If she’s correct, then there has to be a more extensive examination of what happened.
“It seems to me that she’s stating that the definition of ‘Byzantium’ as “Hellenic” ( and therefore totally, purely ‘Orthodox’), happened quite a bit before the Fourth Crusade, ( the event that always pops up in any debate between ‘East’ and ‘West’).”
Interestingly, that is one of the major contentions of a book which I’ve had for years, but only read from beginning to end last week: *The Making of Byzantium 600-1025* by Mark Whittow (1996). He argues in the last two chapters that the “geopolitical” circumstances of the Middle East from ca. 950 onwards for about a century had made it possible for the Byzantines to reconquer, had they wished to do so, all the lands lost to Islam in the Seventh Century, or at least Syria, Palestine, much of Mesopotamia and the entire area of Armenia and “Iberia” (modern Azerbaijan) — and that it is clear that from the time of Basil II’s majority ca. 985 they clearly did not wish to do so, and deliberately avoided doing so.
Why they “did not wish to do so” reflects, in his view, a persistent conflict between Constantinople and Constantinople-orientated elite social and political groups, on the one hand, and “eastern frontier families and aristocrats,” on the other, who would have profited both financially and politically from such expansion. Underlying this conflict was the fear and loathing of the former group (who might be identified broadly with those whom Prof.
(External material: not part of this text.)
PR #31, opened 2019-09-11
update license

andrewmcodes:
update license to reflect the current year and move file to markdown so it reflects in the GH UI.


hopsoft:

Kolbaba terms “the Guardians of Orthodoxy”) of the prospect that the bringing into the Empire of Muslims, Jews and even more heterodox Christians such as the Armenians, Syrian “Jacobites” and the like would imperil the purity of “the God-protected Empire of Orthodox Christians” — plus the fact that many of these “eastern frontier families” were themselves Armenian or of Armenian origin.
Whittow’s book is well worth reading, and cheap copies can be had on Abebooks.com or Amazon.com.
It seems to me that the question then revolves around ” identity theology”, ( somewhat like the “identity poltics” of recent times).
This would be a counterpart to Charlemagne’s efforts.
This is something that needs to be explored further by some competent, objective scholars.